--- Records to use ---

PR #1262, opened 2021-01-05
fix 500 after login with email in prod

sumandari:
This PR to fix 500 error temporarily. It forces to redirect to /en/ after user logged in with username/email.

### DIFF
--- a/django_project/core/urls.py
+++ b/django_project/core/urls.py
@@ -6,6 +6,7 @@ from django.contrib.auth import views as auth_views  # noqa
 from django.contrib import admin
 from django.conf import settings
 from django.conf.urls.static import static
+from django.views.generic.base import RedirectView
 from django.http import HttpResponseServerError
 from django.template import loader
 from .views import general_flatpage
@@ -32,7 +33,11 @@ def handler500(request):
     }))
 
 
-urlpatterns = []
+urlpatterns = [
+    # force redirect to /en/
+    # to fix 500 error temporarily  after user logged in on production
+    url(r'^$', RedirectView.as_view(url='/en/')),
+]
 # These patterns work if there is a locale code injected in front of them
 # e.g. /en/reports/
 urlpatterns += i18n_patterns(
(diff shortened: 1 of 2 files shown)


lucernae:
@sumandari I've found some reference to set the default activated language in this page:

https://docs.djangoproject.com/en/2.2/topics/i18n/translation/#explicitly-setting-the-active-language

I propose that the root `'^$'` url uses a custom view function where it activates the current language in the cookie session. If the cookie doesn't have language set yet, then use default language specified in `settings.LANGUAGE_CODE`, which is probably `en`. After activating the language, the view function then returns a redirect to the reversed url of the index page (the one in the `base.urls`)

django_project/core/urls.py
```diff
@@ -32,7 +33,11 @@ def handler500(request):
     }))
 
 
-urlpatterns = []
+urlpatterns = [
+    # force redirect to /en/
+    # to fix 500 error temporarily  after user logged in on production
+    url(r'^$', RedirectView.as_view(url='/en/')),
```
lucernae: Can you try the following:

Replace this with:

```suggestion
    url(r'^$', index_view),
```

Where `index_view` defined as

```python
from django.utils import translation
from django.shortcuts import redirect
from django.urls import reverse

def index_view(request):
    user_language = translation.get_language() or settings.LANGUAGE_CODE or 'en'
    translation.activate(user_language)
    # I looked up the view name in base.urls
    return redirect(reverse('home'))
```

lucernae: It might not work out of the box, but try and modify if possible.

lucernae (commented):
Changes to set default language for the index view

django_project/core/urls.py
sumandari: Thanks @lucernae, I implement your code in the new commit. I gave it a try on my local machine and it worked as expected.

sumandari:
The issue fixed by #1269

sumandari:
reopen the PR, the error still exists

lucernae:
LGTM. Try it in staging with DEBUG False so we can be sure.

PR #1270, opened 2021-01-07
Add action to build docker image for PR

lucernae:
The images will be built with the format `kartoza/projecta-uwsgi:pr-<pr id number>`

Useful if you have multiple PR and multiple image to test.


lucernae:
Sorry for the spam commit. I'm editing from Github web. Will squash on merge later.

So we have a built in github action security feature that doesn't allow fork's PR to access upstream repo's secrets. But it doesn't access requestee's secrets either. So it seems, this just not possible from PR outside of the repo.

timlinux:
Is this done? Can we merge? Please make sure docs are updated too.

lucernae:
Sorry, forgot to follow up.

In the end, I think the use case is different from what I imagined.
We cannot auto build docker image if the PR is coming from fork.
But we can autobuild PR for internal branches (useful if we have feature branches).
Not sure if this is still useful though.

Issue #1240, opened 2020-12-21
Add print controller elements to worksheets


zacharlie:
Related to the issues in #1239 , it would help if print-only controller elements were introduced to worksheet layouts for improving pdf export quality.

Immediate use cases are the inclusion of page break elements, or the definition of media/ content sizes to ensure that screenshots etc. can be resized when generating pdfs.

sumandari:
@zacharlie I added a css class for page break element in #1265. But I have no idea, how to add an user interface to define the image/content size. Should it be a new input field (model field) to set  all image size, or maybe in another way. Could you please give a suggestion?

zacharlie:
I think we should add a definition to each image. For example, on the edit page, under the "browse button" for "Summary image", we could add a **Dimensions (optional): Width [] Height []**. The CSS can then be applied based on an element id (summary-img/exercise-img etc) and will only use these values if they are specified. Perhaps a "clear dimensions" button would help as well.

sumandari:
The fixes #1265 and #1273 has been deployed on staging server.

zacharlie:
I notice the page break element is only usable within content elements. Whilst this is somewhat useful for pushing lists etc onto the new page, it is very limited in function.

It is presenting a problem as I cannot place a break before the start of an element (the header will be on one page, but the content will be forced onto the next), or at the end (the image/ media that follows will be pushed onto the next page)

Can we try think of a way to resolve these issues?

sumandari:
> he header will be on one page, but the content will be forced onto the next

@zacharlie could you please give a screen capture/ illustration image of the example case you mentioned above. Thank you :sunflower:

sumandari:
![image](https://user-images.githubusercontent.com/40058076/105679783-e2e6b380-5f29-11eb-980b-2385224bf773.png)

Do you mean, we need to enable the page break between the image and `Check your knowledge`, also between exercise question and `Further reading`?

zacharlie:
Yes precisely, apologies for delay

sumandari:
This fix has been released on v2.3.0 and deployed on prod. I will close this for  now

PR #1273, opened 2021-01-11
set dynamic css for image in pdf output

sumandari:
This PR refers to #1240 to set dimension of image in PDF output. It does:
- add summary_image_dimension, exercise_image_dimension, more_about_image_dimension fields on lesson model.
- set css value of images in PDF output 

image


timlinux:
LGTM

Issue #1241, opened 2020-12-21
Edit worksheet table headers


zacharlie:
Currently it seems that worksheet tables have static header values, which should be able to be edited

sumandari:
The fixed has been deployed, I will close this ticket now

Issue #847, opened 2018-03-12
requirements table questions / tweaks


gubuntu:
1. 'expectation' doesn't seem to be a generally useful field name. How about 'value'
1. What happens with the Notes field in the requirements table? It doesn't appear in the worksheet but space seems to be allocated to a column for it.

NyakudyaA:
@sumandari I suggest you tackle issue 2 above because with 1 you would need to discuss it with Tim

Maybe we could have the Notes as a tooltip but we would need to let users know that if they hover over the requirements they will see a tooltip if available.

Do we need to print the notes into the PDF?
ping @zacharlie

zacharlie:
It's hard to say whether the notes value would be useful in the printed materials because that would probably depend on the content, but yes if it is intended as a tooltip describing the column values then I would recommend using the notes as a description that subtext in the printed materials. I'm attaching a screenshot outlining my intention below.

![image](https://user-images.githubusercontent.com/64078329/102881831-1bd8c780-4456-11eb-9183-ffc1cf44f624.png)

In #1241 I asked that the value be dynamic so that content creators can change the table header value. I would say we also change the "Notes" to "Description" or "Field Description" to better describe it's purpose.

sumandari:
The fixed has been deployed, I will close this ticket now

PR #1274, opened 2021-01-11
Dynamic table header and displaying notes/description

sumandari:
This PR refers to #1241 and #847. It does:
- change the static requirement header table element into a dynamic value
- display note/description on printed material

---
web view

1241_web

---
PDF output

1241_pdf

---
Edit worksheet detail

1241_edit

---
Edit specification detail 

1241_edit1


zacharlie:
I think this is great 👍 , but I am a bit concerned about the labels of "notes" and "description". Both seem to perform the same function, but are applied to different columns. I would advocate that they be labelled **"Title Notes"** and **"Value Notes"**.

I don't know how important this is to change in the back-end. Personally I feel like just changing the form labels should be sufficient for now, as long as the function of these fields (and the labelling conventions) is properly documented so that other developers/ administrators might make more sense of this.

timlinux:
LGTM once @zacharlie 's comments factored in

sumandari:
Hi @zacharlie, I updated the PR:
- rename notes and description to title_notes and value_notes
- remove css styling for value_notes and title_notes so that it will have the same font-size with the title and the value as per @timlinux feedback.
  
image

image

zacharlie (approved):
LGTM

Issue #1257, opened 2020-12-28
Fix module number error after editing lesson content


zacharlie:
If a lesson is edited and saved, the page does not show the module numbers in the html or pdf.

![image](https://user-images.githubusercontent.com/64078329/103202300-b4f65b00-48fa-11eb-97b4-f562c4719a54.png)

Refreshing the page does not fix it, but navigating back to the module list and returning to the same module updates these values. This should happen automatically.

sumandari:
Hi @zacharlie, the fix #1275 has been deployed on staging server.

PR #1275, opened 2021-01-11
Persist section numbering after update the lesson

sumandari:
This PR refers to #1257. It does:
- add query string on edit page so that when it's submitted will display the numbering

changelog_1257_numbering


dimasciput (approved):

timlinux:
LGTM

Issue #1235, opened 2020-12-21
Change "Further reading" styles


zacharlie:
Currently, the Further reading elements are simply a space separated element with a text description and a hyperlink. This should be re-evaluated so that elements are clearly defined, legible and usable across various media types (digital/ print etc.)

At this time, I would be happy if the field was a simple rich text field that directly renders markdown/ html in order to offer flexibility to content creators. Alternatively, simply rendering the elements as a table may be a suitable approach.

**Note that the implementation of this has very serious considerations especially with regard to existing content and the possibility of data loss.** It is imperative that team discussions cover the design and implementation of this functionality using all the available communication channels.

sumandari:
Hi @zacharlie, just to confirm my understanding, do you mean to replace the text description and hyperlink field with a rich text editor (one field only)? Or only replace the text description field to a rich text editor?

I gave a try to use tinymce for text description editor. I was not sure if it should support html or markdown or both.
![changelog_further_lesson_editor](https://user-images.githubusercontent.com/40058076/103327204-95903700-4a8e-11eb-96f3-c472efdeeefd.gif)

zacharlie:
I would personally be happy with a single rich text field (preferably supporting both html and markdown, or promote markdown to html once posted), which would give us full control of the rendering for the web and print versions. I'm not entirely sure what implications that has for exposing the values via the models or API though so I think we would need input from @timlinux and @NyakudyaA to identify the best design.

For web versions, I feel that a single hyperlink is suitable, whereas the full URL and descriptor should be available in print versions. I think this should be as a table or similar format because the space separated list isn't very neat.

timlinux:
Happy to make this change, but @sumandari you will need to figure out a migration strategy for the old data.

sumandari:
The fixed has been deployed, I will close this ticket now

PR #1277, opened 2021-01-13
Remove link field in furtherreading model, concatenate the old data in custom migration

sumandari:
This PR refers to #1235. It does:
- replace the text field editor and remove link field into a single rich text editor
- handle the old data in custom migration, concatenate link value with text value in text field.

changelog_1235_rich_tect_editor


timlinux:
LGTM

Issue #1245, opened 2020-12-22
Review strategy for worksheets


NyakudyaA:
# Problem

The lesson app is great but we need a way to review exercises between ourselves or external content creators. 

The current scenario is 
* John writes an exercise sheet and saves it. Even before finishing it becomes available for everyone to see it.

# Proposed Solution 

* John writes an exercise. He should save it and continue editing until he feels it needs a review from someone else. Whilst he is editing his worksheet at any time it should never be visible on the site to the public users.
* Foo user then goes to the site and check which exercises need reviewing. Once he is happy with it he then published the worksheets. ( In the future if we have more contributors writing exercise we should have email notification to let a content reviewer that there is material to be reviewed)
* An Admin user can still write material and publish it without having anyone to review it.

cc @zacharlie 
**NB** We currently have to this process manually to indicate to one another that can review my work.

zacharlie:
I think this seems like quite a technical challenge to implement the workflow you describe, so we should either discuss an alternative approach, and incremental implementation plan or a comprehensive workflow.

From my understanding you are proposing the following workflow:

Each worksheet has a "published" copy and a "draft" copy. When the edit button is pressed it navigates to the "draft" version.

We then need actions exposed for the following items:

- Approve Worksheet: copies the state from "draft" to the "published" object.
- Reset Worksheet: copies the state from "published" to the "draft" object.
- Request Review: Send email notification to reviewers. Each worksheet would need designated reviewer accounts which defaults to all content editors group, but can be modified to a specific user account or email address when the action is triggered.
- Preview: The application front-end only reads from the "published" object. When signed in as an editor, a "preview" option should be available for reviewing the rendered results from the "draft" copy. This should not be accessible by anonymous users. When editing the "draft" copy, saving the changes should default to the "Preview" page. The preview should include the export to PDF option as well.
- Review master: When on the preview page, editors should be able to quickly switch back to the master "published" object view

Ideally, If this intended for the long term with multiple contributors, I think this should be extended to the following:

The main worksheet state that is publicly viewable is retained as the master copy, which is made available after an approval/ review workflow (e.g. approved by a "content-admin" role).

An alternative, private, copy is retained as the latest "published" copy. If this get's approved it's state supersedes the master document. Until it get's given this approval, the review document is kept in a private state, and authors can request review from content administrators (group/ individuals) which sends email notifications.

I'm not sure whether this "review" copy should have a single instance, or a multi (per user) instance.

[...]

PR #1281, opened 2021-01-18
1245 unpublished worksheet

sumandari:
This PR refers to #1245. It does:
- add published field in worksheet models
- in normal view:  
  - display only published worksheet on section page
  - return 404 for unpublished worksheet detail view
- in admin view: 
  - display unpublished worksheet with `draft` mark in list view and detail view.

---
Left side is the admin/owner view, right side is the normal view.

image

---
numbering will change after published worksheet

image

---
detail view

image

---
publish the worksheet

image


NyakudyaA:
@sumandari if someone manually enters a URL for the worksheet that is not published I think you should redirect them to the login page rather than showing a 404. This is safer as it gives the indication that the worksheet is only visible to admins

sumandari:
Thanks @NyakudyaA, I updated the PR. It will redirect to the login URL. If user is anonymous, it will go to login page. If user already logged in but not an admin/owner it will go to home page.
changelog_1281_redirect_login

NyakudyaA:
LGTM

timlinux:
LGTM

--- Problem statement ---
Repeat, word for word, the lines above between the line holding "From my understanding" and the line holding "- Reset Worksheet: copies", inclusive; omit everything else.

--- Finished task ---
From my understanding you are proposing the following workflow:

Each worksheet has a "published" copy and a "draft" copy. When the edit button is pressed it navigates to the "draft" version.

We then need actions exposed for the following items:

- Approve Worksheet: copies the state from "draft" to the "published" object.
- Reset Worksheet: copies the state from "published" to the "draft" object.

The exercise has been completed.